ズッコケ三人組研究叙説
研究者:真下マヒロ:フキダマリ山脈
「ズッコケ三人組の未来報告」と「ズッコケ中年三人組」の未来の相違点
ズッコケ三人組の未来報告 ズッコケ中年三人組
時代 小学校六年生から20年後
32〜33歳
小学校六年生から28年後(2005年)
39〜40歳
主な内容 タイムカプセルに関わる事件 怪盗Xに関わる事件
ハチベエ 八百八
(花山ショッピングセンタービル一階)
コンビニ経営
配偶者 安藤圭子 安藤圭子
子供 二人。
長男:一平(小学三年)
次男:良介(幼稚園)
二人。
長男:一平(中学三年)
次男:良介(中学一年)
ハカセ 奈良市の国立埋蔵物研究所研究員 中学校の先生(担任しているクラスが学級崩壊)
配偶者 無し。独身 無し。独身
子供 無し。 無し。
モーちゃん 海外で修行の後、ミラクルホテルのフロントマン 職を転々とした後、レンタルビデオ店のアルバイト
配偶者 フランス人女性ジャクリーヌ(24歳) 大阪出身の満子
子供 無し。 一人。
長女:佳奈(小学五年)
荒井優子 インテリアコーディネーター インテリアコーディネーター
金田進 ミドリ日報の記者 ミドリ日報の論説委員
中森晋助 中華料理店店主 中華料理店店主
皆本章 スポーツクラブ指導員 スポーツクラブインストラクター
津川卓也 印刷会社経営 経営していた印刷会社が倒産
市原弘子 ロサンゼルスでブティック経営 ロサンゼルスでブティック経営
井上隆治 ミドリ銀行紙屋支店勤務 ミドリ銀行紙屋支店支店長
榎本由美子 幼稚園の先生 幼稚園の先生を辞めて結婚

ズッコケ三人組の未来報告(以後「未来報告」)はハチベエが見た夢であり、現実ではないのでズッコケ中年三人組(以後「中年」)と食い違っていてもなんら問題は無い。
しかしながら「未来報告」はズッコケ三人組50作品の中で唯一見せられた三人とその仲間達の未来であり、ズッコケ世界の正史に準ずるものと位置づけるには十分なものであった。ここにきて「中年」が発表された事により、夢のような三人の未来を語った正史としての「未来報告」が否定され、現実を書いた「中年」が正史という事になったのであるが、その共通点と相違点をみてみよう。
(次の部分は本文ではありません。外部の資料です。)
PR #14011, opened 2019-04-12
[netcore] Smarter version numbering of nupkg

directhex:
`nuget pack runtime.nuspec -properties VERSION=6.3.0.208\;RID=linux-x64\;PLATFORM_AOT_SUFFIX=.so\;COREARCH=x64`

### DIFF
--- a/netcore/Makefile
+++ b/netcore/Makefile
@@ -35,6 +35,10 @@ URL := https://dotnetcli.blob.core.windows.net/dotnet/Runtime/$(NETCOREAPP_VERSI
 FEED_BASE_URL := https://dotnetfeed.blob.core.windows.net/dotnet-core
 TEST_ASSETS_URL = $(FEED_BASE_URL)/corefx-tests/$(NETCORETESTS_VERSION)/OSX.x64/netcoreapp/corefx-test-assets.xml
 
+# used to calculate exact version number for generating nupkg
+BLAME = $(shell git blame ../configure.ac | grep AC_INIT | cut -f1 -d' ')
+VERSTUB = .$(shell git rev-list --count $(BLAME)..HEAD)
+
 $(NETCORESDK_FILE):
 	curl $(URL) --output $(NETCORESDK_FILE)
 	$(UNZIPCMD) $(NETCORESDK_FILE)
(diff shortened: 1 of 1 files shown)


netcore/Makefile.am
```diff
@@ -57,7 +57,9 @@ link-mono:
 prepare: $(NETCORESDK_FILE) update-corefx link-mono
 
 nupkg:
-	nuget pack runtime.nuspec -properties VERSION=@VERSION@\;RID=@RID@\;PLATFORM_AOT_SUFFIX=@PLATFORM_AOT_SUFFIX@\;COREARCH=@COREARCH@
+BLAME = $(shell git blame $(top_srcdir)/configure.ac | grep AC_INIT | cut -f1 -d' ')
+VERSTUB = .$(shell git log $(BLAME)..HEAD --oneline | wc -l)
```
filipnavara: nit: `git rev-list --count $(BLAME)..HEAD`

I know there are other places in the build scripts doing this, so it's probably worth a separated patch just for that.

akoeplinger: Interesting, I've never seen variables being defined inside of a Makefile target. Is that an automake feature?

filipnavara: I do it in regular Makefiles, so I think it's quite universal. I never seem to remember the difference between `:=` and `=` though.

directhex:
You say that, and now I'm worried it's not doing the right thing, i.e. always evaluating the variables. I'll test more on Monday to ensure it's working as planned.

directhex:
`$(top_srcdir)` isn't populated without .am :roll_eyes: looking for an adequate replacement. Maybe just ..

directhex:
OK. This is working as expected in VSTS.

directhex:
@monojenkins build failed

directhex:
@monojenkins build failed

EgorBo:
Btw, the content of this nuget package is wrong
1) System.Private.CoreLib.dll should be under `runtimes/osx-x64/lib/netcoreapp3.0`
2) `libmonosgen-2.0.dylib` for now should be `libcoreclr.dylib` in the output dir

directhex:
@EgorBo We are not pretending to be CoreCLR in what we deliver to the Core team. It's on them to cleanly consume Mono. We need to be in a position to give them something they can start integrating.

EgorBo:
@directhex ah, ok

directhex:
@EgorBo I took the directory layout in the nupkg from e.g. runtime.rhel.6-x64.Microsoft.NETCore.Runtime.CoreCLR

・同級生達の未来は両作品とも、おおよそにおいて同じである。
・最も扱いの悪くなったのはモーちゃん。モーちゃんの性格を如実に現しているのは「中年」のほう。(配偶者云々ではなく、二作品では職業があまりにも違うし、そこにいたる過程も両極端である)
・「未来報告」の設定のまま八年すぎると、ハチベエの長男の年齢が高校二年生になるはずのところ、中三になっている。
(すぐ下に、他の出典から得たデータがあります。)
PR #14013, opened 2019-04-12
[sdks] Include 'etc/mono/config'

alexischr:
Still not 100% this will be the final approach - while getting the config file from the archive takes care of the proper name of `libmono-native` as well as the libary suffix, this also uses `$mono_libdir` which I am not sure I can make work on the Xamarin Android side.


alexischr:
`Unhandled Exception:
System.DllNotFoundException: /Users/alexischr/xamarin-android/external/mono/sdks/out/android-host-Darwin-release/lib/../lib/libmono-native.dylib`

Unfortunately the archive build bakes the local `mono_libdir` in the runtime (not that it would have a way to know the correct path), and setting `mono` and `libmono-native.dylib` side-by-side did not work either. We may not even be allowed to bake any path at all, as this file would be re-bundled by XA in what I believe is their redistributable package.

PR #14016, opened 2019-04-12
Respect call convention modopts in native wrappers.

madewokherd:
MS's C++ compiler emits code that uses this.


madewokherd:
Hang on, this is going to override a proper calling convention if it's been set. I'll need to put a little more thought into this.

PR #14017, opened 2019-04-12
Respect call convention modopts in native wrappers.

madewokherd:
MS's C++ compiler emits code that uses this.


lewurm:
Looks good to me, but I'm no expert in this area.

@vargaz @lambdageek could you review please?

marek-safar:
@vargaz please review this

PR #14026, opened 2019-04-14
[aot] Change how the context is computed in init_aot_method (). Instead of getting it from the caller, save it in the aot image and read it back. This will make it possible to emit direct calls to gshared methods later.

vargaz:


vargaz:
@monojenkins build failed

vargaz:
@monojenkins build failed

PR #14028, opened 2019-04-14
Remove redundant check of llvm_acfg->aot_opts.direct_icalls.

jaykrell:
It is checked just a few lines earlier.


jaykrell:
@monojenkins build failed

PR #14032, opened 2019-04-14
[netcore] Do not inline if [DynamicSecurityMethod] exists

EgorBo:
I think it's just a typo made in https://github.com/mono/mono/pull/13906

I tried to run System.Runtime.Tests on top of the fresh master and I got:
```
Method 'void Xunit.DiaSession:.cctor ()' which contains a StackCrawlMark local variable must be decorated with [System.Security.DynamicSecurityMethod].
```
so I suspect one of the `Type.GetType` was inlined despite the `[DynamicSecurityMethod]` attribute.

However after this fix I am getting:
```
System.InvalidOperationException: Could not find/load any of the following assemblies: xunit.execution.dotnet.dll
```

**UPD**: Applying @filipnavara's fix for the `InvalidOperationException` (missing null-check in CompurePublickKey).

cc: @filipnavara


filipnavara:
LGTM.

The other error is caused by missing null check for `_publicKey` in `AssemblyName.ComputePublicKeyToken`.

そして「中年」には挿絵が無い。不惑といわれる40歳になった三人の老いた姿をビジュアルで出さなかったのはイメージを壊さぬようにとの配慮なのだろう。

時代をアクティブに生きたら「未来報告」。
時代に流された結果が「中年」。
そんな二つの未来が垣間見える両作品。…でもズッコケ熟年三人組はもういいです。